▸ **EXERCISE PROMPT**: Copy every line of the listing exactly.
┌────────
PR #27, opened 2019-07-10
[FELX-659]: Adding changes for login page's component

girishdudhe:
1. Adding className prop for Alert
2. Adding value prop for Input

### DIFF
--- a/src/forms/input/Input.tsx
+++ b/src/forms/input/Input.tsx
@@ -22,6 +22,7 @@ type InputProps = {
     onChange?: (evt: React.ChangeEvent<HTMLInputElement>) => void;
     placeholder?: string;
     name: string;
+    value?: string;
     size?: number;
 };
 
@@ -52,6 +53,7 @@ export class Input extends React.PureComponent<InputProps> {
             disabled,
             helperText,
             label,
+            value,
             isBoxed,
             placeholder,
             size,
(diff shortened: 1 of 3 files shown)


src/forms/input/Input.tsx
```diff
@@ -81,6 +84,7 @@ export class Input extends React.PureComponent<InputProps> {
                         <input
                             type={type || "text"}
                             id={name}
+                            value={value}
```
akate1: Can we add story with new 'value' prop in storybook?

girishdudhe: Addressed...

ben-schumacher:
@akate1 Can you please review one more time and approve if everything looks good?  Thank you!

src/forms/input/Input.tsx
```diff
@@ -66,6 +70,8 @@ export class Input extends React.PureComponent<InputProps> {
                 <input
                     type={type || "text"}
                     id={name}
+                    value={value}
+                    defaultValue={defaultValue}
```
akate1: As per my knowledge you can not set 'defaultValue' directly to input HTML tag. 

You can set 'defaultValue' programmatically once, and then let user do whatever.With uncontrolled values, the value attribute (value={value here}) inside the input element will override any values that are typed in so in order to work around that, React/JavaScript provides another attribute called defaultValue (defaultValue={value here}) that will pre-populate the input field with the defaultValue without overriding any value input by the user.

kulakshay: `defaultValue` prop is supported by React, you can read more about it https://reactjs.org/docs/uncontrolled-components.html.
In this case, it might not be required though.

akate1: @kulakshay  Thanks for clarifying this.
└────────
▸ **REPLY**:
PR #27, opened 2019-07-10
[FELX-659]: Adding changes for login page's component

girishdudhe:
1. Adding className prop for Alert
2. Adding value prop for Input

### DIFF
--- a/src/forms/input/Input.tsx
+++ b/src/forms/input/Input.tsx
@@ -22,6 +22,7 @@ type InputProps = {
     onChange?: (evt: React.ChangeEvent<HTMLInputElement>) => void;
     placeholder?: string;
     name: string;
+    value?: string;
     size?: number;
 };
 
@@ -52,6 +53,7 @@ export class Input extends React.PureComponent<InputProps> {
             disabled,
             helperText,
             label,
+            value,
             isBoxed,
             placeholder,
             size,
(diff shortened: 1 of 3 files shown)


src/forms/input/Input.tsx
```diff
@@ -81,6 +84,7 @@ export class Input extends React.PureComponent<InputProps> {
                         <input
                             type={type || "text"}
                             id={name}
+                            value={value}
```
akate1: Can we add story with new 'value' prop in storybook?

girishdudhe: Addressed...

ben-schumacher:
@akate1 Can you please review one more time and approve if everything looks good?  Thank you!

src/forms/input/Input.tsx
```diff
@@ -66,6 +70,8 @@ export class Input extends React.PureComponent<InputProps> {
                 <input
                     type={type || "text"}
                     id={name}
+                    value={value}
+                    defaultValue={defaultValue}
```
akate1: As per my knowledge you can not set 'defaultValue' directly to input HTML tag. 

You can set 'defaultValue' programmatically once, and then let user do whatever.With uncontrolled values, the value attribute (value={value here}) inside the input element will override any values that are typed in so in order to work around that, React/JavaScript provides another attribute called defaultValue (defaultValue={value here}) that will pre-populate the input field with the defaultValue without overriding any value input by the user.

kulakshay: `defaultValue` prop is supported by React, you can read more about it https://reactjs.org/docs/uncontrolled-components.html.
In this case, it might not be required though.

akate1: @kulakshay  Thanks for clarifying this.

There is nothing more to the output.